PROMPT:
Pull out of the data below the stretch of lines bounded by the one containing "When you scroll" and the one containing "4. Scroll down", both bounds included, unchanged.
───── TASK MATERIAL
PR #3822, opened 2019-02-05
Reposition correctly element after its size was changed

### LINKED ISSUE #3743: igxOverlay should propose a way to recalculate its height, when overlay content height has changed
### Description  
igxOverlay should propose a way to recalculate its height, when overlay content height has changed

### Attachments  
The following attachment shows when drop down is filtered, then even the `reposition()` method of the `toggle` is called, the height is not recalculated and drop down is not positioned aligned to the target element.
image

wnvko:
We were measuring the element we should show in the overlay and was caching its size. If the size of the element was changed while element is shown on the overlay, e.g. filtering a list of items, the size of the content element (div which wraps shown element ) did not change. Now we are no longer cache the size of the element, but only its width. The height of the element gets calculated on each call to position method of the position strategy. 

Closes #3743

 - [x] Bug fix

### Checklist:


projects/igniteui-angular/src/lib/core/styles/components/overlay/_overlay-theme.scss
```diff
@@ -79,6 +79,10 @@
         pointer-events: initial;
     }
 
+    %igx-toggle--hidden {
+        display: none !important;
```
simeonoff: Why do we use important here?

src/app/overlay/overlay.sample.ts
──────────
───── TASK MATERIAL
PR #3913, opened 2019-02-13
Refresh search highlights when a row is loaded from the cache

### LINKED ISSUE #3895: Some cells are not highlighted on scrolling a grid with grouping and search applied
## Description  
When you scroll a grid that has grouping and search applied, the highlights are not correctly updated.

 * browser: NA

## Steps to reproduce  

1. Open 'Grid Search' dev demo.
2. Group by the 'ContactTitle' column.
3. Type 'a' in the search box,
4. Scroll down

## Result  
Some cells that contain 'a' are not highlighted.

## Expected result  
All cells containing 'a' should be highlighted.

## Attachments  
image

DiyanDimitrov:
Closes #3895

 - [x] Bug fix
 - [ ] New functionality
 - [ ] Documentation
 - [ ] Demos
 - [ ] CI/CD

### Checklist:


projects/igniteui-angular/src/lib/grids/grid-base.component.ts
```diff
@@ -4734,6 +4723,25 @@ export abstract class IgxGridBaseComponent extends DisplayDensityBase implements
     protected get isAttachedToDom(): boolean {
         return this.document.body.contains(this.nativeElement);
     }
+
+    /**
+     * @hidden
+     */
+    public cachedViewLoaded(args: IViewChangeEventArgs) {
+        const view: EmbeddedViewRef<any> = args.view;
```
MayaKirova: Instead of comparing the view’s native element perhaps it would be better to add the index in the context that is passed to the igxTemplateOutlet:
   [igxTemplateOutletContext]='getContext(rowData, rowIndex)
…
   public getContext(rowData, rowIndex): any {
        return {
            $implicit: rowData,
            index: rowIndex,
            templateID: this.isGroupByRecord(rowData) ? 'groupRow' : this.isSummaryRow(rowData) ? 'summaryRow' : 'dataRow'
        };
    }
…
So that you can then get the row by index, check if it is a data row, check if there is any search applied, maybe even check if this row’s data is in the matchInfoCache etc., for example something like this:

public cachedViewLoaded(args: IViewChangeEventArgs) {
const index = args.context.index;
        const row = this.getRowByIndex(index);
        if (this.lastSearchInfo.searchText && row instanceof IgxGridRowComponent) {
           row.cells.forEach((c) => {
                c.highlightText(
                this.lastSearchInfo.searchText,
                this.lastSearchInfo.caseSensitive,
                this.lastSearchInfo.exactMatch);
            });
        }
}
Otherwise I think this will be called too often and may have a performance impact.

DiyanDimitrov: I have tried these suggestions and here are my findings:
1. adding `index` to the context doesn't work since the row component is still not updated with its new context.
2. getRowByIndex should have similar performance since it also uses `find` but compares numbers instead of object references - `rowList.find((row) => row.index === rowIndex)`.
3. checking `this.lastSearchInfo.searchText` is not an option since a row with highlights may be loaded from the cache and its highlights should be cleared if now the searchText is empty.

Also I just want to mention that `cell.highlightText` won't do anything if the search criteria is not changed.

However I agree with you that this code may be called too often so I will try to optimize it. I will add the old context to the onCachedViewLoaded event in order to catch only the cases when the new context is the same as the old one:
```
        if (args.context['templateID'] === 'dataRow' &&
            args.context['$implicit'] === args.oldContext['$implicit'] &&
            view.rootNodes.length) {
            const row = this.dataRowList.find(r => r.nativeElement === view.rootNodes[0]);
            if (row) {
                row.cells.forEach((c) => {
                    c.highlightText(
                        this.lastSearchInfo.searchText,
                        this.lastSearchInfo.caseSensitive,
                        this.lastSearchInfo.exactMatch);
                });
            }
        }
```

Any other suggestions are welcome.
──────────
EXERCISE ANSWER:
When you scroll a grid that has grouping and search applied, the highlights are not correctly updated.

 * browser: NA

## Steps to reproduce  

1. Open 'Grid Search' dev demo.
2. Group by the 'ContactTitle' column.
3. Type 'a' in the search box,
4. Scroll down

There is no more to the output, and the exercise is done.